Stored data
——
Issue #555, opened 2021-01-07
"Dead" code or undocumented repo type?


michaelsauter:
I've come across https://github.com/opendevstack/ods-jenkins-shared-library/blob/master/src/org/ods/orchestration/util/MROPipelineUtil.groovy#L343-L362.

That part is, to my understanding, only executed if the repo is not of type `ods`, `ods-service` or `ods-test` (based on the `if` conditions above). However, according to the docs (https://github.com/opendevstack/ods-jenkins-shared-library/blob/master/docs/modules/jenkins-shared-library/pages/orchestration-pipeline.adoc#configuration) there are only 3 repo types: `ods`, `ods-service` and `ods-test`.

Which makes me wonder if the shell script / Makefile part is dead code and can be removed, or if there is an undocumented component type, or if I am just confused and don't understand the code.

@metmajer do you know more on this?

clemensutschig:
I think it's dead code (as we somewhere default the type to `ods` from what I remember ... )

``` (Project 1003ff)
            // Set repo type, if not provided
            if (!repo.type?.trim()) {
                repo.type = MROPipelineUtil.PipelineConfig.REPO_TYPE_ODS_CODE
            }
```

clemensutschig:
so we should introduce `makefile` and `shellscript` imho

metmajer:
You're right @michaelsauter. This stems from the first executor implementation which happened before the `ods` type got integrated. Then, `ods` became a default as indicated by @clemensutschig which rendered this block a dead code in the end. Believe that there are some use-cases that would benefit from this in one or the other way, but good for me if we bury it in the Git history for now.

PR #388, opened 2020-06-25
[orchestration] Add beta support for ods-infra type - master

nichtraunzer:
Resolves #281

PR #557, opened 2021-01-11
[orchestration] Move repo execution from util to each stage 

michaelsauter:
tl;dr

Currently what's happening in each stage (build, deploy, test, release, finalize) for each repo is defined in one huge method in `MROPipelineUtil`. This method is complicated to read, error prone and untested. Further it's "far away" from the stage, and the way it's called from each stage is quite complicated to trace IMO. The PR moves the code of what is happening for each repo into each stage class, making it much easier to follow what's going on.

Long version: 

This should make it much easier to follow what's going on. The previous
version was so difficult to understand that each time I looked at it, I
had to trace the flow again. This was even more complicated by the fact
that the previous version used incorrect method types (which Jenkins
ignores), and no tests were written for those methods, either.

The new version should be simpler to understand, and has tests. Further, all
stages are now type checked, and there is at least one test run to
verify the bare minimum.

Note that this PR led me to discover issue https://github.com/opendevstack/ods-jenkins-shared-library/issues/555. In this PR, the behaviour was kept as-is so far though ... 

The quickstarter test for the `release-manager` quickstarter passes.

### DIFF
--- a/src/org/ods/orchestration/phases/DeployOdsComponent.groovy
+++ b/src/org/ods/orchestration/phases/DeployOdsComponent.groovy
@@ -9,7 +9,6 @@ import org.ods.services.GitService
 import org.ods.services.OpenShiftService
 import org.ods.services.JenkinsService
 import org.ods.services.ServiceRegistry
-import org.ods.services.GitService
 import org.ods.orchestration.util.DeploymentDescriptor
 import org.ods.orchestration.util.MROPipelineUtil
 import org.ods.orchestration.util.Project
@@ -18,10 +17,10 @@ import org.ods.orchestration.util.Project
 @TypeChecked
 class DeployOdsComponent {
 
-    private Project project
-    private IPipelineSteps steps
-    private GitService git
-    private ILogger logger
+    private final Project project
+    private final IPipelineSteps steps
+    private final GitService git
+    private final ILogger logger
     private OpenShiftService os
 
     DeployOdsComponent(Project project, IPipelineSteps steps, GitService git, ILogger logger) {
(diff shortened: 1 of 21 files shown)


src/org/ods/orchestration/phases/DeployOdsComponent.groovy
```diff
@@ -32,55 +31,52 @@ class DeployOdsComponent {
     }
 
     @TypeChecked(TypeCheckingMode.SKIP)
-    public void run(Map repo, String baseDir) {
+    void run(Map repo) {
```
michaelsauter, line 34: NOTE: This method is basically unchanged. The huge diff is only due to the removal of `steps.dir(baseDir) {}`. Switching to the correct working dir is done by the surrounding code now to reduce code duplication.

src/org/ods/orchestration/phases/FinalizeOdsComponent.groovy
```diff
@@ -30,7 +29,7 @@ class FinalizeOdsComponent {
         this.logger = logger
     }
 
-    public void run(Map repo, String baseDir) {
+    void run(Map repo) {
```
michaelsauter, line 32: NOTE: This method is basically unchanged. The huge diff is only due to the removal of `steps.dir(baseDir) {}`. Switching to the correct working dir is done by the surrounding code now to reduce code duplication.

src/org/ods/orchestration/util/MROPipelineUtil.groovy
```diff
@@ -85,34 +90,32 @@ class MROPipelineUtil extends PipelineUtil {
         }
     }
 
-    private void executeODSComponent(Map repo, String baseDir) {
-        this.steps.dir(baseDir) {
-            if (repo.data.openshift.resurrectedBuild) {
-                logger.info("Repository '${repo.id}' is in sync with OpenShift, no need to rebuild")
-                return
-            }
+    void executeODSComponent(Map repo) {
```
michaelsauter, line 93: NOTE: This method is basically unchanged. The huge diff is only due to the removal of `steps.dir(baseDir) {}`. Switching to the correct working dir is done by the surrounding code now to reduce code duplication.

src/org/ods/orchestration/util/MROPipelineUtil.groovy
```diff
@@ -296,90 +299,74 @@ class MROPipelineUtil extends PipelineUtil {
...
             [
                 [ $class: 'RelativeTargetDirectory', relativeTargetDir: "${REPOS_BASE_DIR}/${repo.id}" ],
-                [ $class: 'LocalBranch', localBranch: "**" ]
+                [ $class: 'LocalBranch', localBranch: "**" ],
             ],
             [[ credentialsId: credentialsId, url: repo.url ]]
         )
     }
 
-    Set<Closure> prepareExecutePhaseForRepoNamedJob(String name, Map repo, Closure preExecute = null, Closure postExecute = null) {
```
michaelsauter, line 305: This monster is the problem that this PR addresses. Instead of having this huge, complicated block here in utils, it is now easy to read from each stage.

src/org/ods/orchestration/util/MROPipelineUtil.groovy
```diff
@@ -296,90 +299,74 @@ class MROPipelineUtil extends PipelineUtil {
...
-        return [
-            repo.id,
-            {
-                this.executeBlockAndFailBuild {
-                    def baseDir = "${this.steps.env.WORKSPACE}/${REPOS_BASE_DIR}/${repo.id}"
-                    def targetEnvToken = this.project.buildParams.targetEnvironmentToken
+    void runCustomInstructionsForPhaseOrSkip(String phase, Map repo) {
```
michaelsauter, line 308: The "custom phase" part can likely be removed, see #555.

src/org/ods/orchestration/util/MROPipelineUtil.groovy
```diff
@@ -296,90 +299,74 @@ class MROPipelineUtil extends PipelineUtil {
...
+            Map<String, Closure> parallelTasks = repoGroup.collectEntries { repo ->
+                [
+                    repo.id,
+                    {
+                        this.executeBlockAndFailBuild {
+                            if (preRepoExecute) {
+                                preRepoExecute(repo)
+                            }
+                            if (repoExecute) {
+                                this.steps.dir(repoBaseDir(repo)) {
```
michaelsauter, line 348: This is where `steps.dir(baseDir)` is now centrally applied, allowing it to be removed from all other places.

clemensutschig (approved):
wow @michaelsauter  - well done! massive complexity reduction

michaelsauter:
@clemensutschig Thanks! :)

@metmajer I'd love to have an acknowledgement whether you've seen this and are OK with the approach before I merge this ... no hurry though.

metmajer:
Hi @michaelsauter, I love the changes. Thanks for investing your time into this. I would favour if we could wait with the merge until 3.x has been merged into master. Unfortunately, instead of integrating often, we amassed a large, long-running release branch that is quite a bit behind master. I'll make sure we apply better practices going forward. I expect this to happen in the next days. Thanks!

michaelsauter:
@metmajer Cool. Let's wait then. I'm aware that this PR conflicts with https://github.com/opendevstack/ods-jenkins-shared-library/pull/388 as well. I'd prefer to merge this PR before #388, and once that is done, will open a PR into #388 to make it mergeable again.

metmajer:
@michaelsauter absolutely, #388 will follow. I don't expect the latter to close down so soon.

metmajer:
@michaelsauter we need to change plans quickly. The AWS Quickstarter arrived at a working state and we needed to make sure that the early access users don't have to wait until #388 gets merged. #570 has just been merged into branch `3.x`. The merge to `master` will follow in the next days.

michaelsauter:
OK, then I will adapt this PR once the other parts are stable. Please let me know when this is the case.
——
● BRIEF
Return the entries exactly through the "That part is, to" line.

● SOLUTION
Issue #555, opened 2021-01-07
"Dead" code or undocumented repo type?


michaelsauter:
I've come across https://github.com/opendevstack/ods-jenkins-shared-library/blob/master/src/org/ods/orchestration/util/MROPipelineUtil.groovy#L343-L362.

That part is, to my understanding, only executed if the repo is not of type `ods`, `ods-service` or `ods-test` (based on the `if` conditions above). However, according to the docs (https://github.com/opendevstack/ods-jenkins-shared-library/blob/master/docs/modules/jenkins-shared-library/pages/orchestration-pipeline.adoc#configuration) there are only 3 repo types: `ods`, `ods-service` and `ods-test`.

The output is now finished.